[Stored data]
PR #617, opened 2020-10-13
bumper, Add resetRepoInAllowedList to remove bump outputs

RamLavi:
This method will be performed on the cnaoRepo instance
between each bumping of a component, to remove any bumping residue
Since bump output files are located in specific locations,
we add an allowList, to make sure only the bumping outputs
get removed.
Also adding a final resetRepoInAllowedList after all components
got bumped to finish the bumper script with no residual files.
In order to use the resetRepo function with defer, we move the
bump operation to a function.

PR depends on #616 to merge

**Release note**:

```release-note
NONE
```

### DIFF
--- a/tools/bumper/bumper.go
+++ b/tools/bumper/bumper.go
@@ -79,42 +79,55 @@ func main() {
 
 		if componentBumpNeeded {
 			logger.Printf("Bumping %s from %s to %s", componentName, currentReleaseTag, updatedReleaseTag)
-			// reset --hard git repo
-			exitWithError(fmt.Errorf("reset --hader repo not implemented yet"))
 
-			// Create PR
-			exitWithError(fmt.Errorf("create PR not implemented yet"))
-
-			// update components yaml in the bumping repo instance
-			componentsConfig, err := cnaoRepo.getComponentsConfig(inputArgs.componentsConfigPath)
-			if err != nil {
-				exitWithError(errors.Wrap(err, "Failed to get components config during bump"))
-			}
-
-			// update component's entry in config yaml
-			component.Commit = updatedReleaseCommit
-			component.Metadata = updatedReleaseTag
-			componentsConfig.Components[componentName] = component
-			err = cnaoRepo.updateComponentsConfig(inputArgs.componentsConfigPath, componentsConfig)
-			if err != nil {
-				exitWithError(errors.Wrap(err, "Failed to update components yaml"))
-			}
-
-			err = cnaoRepo.bumpComponent(componentName)
+			err = handleBump(cnaoRepo, component, componentName, inputArgs.componentsConfigPath, updatedReleaseTag, updatedReleaseCommit, proposedPrTitle)
 			if err != nil {
 				exitWithError(errors.Wrapf(err, "Failed to bump component %s", componentName))
 			}
-
-			// create a new branch name
-			branchName := strings.Replace(strings.ToLower(proposedPrTitle), " ", "_", -1)
-			logger.Printf("Opening new Branch %s", branchName)
-
-			// push branch to PR
-			exitWithError(fmt.Errorf("push branch to PR not implemented yet"))
 		} else {
 			logger.Printf("Bump not needed in component %s", componentName)
 		}
 	}
+}
+
+func handleBump(cnaoRepo *gitCnaoRepo, component component, componentName, componentsConfigPath, updatedReleaseTag, updatedReleaseCommit, proposedPrTitle string) error {
+	defer func() {
+		err := cnaoRepo.reset()
+		if err != nil {
+			exitWithError(errors.Wrapf(err, "Failed to bump component %s: reset repo failed", componentName))
+		}
+	}()
+
+	// Create PR
+	exitWithError(fmt.Errorf("create PR not implemented yet"))
+
+	// update components yaml in the bumping repo instance
+	componentsConfig, err := cnaoRepo.getComponentsConfig(componentsConfigPath)
+	if err != nil {
+		return errors.Wrap(err, "Failed to get components config during bump")
+	}
+
+	// update component's entry in config yaml
+	component.Commit = updatedReleaseCommit
+	component.Metadata = updatedReleaseTag
+	componentsConfig.Components[componentName] = component
+	err = cnaoRepo.updateComponentsConfig(componentsConfigPath, componentsConfig)
+	if err != nil {
+		return errors.Wrap(err, "Failed to update components yaml")
+	}
+
+	err = cnaoRepo.bumpComponent(componentName)
+	if err != nil {
+		return errors.Wrap(err, "Failed to bump component")
+	}
+
+	// create a new branch name
+	branchName := strings.Replace(strings.ToLower(proposedPrTitle), " ", "_", -1)
+	logger.Printf("Opening new Branch %s", branchName)
+
+	// push branch to PR
+	exitWithError(fmt.Errorf("push branch to PR not implemented yet"))
+	return nil
 }
 
 func initLog() *log.Logger {
--- a/tools/bumper/cnao_repo_commands.go
+++ b/tools/bumper/cnao_repo_commands.go
@@ -22,7 +22,8 @@ type gitCnaoRepo struct {
 }
 
 const (
-	repoUrl = "https://github.com/kubevirt/cluster-network-addons-operator"
+	repoUrl         = "https://github.com/kubevirt/cluster-network-addons-operator"
+	allowListString = "components.yaml,data/*,test/releases/99.0.0.go,pkg/components/components.go"
 )
 
 func getCnaoRepo(api *githubApi) (*gitCnaoRepo, error) {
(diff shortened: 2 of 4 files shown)


tools/bumper/bumper.go
```diff
@@ -83,11 +83,14 @@ func main() {
 
 		if bumpNeeded {
 			logger.Printf("Bumping %s from %s to %s", componentName, currentReleaseTag, updatedReleaseTag)
-			// reset --hard git repo
-			exitWithError(fmt.Errorf("reset --hader repo not implemented yet"))
 
 			// Create PR
 			exitWithError(fmt.Errorf("create PR not implemented yet"))
+			err = bumpingRepo.resetRepo()
```
rhrazdil, line 89: Why is this not before the `// Create PR` part?

tools/bumper/component_commands_test.go
```diff
@@ -460,4 +460,43 @@ var _ = Describe("Testing internal git", func() {
...
+		func(r resetRepoParams) {
+			defer os.RemoveAll(gitComponent.gitRepo.localDir)
+			worktree, err := gitComponent.gitRepo.repo.Worktree()
+
+			By("Modifying files in the Repo")
+			modifyFiles(gitComponent.gitRepo.localDir, r.files)
+			status, err := worktree.Status()
+			Expect(err).ToNot(HaveOccurred(), "should succeed to get repo status")
+			isFilesAdded := len(r.files) != 0
+			Expect(status.IsClean()).To(Equal(!isFilesAdded), "repo should have expected modified files")
```
rhrazdil, line 478: This expect is hard to understand, if we're checking that there are newly modified files, it would be more readable to expect
`!status.IsClean()` and `isFilesAdded`

RamLavi: do you mean this?
```
Expect(!status.IsClean()).To(Equal(isFilesAdded), "repo should have expected modified files")
```

tools/bumper/bumper.go
RamLavi: it shouldn't be.
Done

tools/bumper/component_commands_test.go
rhrazdil: Yes

RamLavi: Done

tools/bumper/bumper.go
```diff
@@ -79,8 +79,11 @@ func main() {
 
 		if componentBumpNeeded {
 			logger.Printf("Bumping %s from %s to %s", componentName, currentReleaseTag, updatedReleaseTag)
-			// reset --hard git repo
-			exitWithError(fmt.Errorf("reset --hader repo not implemented yet"))
+
+			err = cnaoRepo.resetRepoInAllowedList(getAllowedList())
+			if err != nil {
+				exitWithError(errors.Wrapf(err, "Failed to reset bumping repo before bumping component %s", componentName))
+			}
```
qinqon, line 86: What do you think about moving the component bumping to a function so we can put the resetRepoInAllowedList into a `defer` so we don't need the last call to it ?

tools/bumper/bumper.go
```diff
@@ -115,6 +118,12 @@ func main() {
 			logger.Printf("Bump not needed in component %s", componentName)
 		}
 	}
+
+	logger.Printf("Finished bumping components. resetting repo")
+	err = cnaoRepo.resetRepoInAllowedList(getAllowedList())
+	if err != nil {
+		exitWithError(errors.Wrap(err, "Failed to reset bumping repo"))
+	}
```
qinqon, line 126: If we implement this with defer we don't need this call.

tools/bumper/cnaoRepoCommands.go
```diff
@@ -22,7 +22,8 @@ type gitCnaoRepo struct {
 }
 
 const (
-	repoUrl = "https://github.com/kubevirt/cluster-network-addons-operator"
+	repoUrl         = "https://github.com/kubevirt/cluster-network-addons-operator"
+	allowListString = "components.yaml,data/*,test/releases/99.0.0.go,pkg/components/components.go"
```
qinqon, line 26: If we convert this into a string slice we don't need `getAllowedList`

tools/bumper/cnaoRepoCommands.go
```diff
@@ -67,6 +68,30 @@ func (cnaoRepoOps *gitCnaoRepo) updateComponentsConfig(relativeConfigPath string
 	return updateComponentsYaml(configPath, componentsConfig)
 }
 
+// resetRepoInAllowedList resets all the files in AllowedList.
+func (cnaoRepoOps *gitCnaoRepo) resetRepoInAllowedList(allowList []string) error {
```
qinqon, line 72: I now this functions is good for unit test since you pass the allowList, but can we create also the following to encapsulate things a little more ?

Task instructions ▸ In the data, find how many lines hold the string "call", and answer with the number only.

Result of the exercise ▸ 2